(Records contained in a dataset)
++++++++++

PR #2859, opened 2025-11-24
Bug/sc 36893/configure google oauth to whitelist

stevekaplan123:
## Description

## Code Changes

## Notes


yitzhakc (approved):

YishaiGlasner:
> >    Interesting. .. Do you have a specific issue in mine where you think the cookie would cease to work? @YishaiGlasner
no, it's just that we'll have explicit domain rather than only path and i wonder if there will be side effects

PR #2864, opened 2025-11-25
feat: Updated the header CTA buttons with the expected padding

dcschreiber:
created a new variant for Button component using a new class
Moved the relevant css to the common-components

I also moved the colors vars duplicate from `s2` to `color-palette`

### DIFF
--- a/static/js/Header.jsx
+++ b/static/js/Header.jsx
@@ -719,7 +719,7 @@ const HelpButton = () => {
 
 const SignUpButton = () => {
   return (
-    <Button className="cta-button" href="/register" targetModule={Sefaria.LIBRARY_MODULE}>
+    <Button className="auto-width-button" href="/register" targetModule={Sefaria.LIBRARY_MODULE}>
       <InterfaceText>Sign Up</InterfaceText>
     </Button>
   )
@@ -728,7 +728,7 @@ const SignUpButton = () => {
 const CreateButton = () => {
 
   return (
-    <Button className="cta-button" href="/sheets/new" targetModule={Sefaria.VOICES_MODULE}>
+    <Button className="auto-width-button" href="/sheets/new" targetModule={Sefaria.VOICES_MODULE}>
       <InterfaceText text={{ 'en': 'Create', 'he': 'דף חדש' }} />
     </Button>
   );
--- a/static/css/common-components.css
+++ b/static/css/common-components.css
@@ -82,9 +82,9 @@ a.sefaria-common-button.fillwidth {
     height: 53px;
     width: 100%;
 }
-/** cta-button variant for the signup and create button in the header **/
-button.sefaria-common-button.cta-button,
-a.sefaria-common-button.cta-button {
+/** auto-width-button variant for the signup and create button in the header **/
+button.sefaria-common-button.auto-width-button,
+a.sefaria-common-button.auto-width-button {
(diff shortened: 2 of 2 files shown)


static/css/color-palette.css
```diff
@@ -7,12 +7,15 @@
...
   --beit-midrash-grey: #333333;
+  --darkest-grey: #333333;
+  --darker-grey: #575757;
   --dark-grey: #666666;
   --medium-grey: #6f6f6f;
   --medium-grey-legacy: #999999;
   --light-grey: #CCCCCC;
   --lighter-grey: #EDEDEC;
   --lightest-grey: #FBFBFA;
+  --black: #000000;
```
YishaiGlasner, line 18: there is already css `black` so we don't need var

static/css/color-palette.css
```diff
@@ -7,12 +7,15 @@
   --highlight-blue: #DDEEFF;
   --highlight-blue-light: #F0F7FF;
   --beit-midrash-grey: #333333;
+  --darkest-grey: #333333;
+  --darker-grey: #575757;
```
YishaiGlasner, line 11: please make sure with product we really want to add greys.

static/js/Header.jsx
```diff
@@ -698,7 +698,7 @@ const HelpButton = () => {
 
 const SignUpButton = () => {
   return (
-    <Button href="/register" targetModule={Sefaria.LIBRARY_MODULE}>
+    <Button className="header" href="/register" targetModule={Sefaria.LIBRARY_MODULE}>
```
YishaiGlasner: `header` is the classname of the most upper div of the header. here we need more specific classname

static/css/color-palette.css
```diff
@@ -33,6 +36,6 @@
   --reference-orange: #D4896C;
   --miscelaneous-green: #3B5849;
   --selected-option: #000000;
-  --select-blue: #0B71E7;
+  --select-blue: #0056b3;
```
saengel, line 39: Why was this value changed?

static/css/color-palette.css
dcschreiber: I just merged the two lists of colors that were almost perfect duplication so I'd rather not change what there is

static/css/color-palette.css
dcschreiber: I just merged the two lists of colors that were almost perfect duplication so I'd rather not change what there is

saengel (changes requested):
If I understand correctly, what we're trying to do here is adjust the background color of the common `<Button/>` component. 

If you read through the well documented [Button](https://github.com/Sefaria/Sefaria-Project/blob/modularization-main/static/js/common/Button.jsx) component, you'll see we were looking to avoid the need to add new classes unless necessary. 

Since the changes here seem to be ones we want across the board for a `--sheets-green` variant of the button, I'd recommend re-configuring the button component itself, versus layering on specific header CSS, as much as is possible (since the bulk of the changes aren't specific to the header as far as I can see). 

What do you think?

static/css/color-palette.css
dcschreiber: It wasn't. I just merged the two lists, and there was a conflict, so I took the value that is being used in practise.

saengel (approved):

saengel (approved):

++++++++++

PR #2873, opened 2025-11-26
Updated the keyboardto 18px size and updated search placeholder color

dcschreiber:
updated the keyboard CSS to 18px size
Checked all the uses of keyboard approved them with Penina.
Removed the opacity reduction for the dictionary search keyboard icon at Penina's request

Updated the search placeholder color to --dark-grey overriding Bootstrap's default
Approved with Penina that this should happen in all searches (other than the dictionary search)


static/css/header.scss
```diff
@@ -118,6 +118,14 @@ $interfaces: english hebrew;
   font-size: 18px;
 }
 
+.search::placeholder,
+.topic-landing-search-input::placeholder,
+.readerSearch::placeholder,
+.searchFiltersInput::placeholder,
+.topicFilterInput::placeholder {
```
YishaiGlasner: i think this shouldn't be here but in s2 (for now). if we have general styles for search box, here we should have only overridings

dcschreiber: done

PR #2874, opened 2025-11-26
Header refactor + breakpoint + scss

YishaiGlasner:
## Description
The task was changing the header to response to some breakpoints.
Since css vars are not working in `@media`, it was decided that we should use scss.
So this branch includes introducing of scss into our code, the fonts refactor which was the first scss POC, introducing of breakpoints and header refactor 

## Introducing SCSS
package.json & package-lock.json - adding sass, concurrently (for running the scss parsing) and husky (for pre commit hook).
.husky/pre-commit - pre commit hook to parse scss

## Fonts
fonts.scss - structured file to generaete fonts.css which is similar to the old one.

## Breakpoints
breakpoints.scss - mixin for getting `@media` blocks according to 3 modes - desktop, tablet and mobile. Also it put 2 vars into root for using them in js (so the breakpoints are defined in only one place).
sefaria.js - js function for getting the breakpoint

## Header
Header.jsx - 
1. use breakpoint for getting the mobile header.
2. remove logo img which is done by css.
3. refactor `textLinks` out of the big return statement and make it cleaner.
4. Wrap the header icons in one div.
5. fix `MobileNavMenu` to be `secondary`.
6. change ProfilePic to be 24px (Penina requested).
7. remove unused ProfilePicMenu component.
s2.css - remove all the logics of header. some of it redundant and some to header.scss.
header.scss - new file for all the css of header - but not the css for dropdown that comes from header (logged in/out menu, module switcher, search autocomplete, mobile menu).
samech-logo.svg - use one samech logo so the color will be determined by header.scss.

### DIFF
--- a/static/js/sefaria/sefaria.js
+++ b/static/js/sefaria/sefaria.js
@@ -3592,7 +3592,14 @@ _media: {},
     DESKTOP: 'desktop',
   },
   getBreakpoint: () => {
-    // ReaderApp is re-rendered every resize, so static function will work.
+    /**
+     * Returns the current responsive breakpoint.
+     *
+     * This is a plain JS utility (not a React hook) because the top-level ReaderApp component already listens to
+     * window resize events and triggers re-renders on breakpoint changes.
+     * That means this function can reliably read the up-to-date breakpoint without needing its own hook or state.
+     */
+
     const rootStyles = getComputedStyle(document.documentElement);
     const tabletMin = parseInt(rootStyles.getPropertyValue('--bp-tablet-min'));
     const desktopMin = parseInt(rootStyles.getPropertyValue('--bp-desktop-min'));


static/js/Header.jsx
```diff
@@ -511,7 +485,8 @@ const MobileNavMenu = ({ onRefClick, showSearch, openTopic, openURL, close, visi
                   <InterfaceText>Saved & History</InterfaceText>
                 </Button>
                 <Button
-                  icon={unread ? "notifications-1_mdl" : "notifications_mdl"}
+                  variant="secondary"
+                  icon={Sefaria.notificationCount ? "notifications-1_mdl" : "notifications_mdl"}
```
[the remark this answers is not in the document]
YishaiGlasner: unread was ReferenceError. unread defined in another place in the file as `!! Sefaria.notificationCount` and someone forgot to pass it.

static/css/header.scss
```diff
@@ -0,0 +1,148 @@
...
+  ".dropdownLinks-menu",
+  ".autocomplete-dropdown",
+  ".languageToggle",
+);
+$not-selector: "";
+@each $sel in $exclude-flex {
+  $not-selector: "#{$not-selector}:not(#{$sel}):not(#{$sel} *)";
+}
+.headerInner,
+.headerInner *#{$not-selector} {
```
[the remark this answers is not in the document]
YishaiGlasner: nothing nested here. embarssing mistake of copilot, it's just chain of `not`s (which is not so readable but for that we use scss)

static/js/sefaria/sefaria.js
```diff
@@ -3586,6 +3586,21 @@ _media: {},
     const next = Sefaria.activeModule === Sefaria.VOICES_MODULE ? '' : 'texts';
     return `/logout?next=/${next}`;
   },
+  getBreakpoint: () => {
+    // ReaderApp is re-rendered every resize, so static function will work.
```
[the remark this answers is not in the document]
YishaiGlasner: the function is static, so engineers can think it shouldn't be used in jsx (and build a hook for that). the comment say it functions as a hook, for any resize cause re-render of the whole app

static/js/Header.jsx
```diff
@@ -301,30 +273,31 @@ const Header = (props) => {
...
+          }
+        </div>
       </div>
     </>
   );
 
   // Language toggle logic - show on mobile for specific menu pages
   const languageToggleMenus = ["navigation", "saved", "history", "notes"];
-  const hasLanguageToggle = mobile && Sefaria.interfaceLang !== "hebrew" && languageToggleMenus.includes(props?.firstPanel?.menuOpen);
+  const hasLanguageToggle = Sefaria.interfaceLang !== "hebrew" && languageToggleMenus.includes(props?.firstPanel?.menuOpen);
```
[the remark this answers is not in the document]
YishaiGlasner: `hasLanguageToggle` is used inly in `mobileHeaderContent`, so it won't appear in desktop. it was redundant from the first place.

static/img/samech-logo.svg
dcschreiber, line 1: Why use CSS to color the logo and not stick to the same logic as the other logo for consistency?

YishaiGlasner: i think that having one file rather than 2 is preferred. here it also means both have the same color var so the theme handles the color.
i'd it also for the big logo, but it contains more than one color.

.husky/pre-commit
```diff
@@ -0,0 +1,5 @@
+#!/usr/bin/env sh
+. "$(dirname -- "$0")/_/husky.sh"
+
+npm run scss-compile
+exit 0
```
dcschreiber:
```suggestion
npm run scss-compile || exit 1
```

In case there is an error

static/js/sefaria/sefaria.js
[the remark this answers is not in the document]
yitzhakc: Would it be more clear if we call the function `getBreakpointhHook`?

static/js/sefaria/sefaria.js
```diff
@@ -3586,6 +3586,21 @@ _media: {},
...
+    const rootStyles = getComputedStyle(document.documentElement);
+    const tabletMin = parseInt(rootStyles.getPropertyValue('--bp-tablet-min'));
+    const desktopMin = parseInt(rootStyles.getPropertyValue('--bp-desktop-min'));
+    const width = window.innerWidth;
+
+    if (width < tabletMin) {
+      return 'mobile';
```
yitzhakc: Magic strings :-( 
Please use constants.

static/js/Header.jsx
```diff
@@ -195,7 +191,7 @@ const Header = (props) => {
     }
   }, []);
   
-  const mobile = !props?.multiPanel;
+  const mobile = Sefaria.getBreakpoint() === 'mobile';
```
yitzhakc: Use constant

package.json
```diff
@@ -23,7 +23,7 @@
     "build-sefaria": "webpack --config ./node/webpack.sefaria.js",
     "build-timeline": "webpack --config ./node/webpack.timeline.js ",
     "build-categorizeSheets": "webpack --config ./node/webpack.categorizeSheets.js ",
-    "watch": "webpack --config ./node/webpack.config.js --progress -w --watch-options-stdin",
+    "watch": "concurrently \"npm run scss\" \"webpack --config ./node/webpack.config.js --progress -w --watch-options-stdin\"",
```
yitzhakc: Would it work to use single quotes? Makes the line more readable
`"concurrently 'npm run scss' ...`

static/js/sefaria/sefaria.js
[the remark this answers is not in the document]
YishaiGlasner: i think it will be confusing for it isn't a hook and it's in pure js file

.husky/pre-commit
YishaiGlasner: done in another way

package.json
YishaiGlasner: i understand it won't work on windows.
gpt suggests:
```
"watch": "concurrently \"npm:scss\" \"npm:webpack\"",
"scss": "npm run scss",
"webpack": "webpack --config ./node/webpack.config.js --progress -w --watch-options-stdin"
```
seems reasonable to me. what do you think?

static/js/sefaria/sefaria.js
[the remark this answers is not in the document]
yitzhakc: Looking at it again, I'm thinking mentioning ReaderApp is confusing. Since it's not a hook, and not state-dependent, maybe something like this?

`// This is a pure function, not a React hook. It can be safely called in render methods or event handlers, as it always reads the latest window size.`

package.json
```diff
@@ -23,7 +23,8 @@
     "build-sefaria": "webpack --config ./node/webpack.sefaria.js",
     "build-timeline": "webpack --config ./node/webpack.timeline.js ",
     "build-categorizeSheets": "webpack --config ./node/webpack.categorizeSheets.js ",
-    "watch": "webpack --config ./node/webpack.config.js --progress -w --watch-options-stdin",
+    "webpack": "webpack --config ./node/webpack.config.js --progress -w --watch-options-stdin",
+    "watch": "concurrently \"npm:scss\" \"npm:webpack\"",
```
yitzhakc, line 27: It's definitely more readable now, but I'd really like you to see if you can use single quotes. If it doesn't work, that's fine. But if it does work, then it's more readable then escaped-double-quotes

++++++++++

- [What the exercise asks] Every line in the data above that includes the word "notificationCount" should be copied.

- [Answer space]
+                  icon={Sefaria.notificationCount ? "notifications-1_mdl" : "notifications_mdl"}
YishaiGlasner: unread was ReferenceError. unread defined in another place in the file as `!! Sefaria.notificationCount` and someone forgot to pass it.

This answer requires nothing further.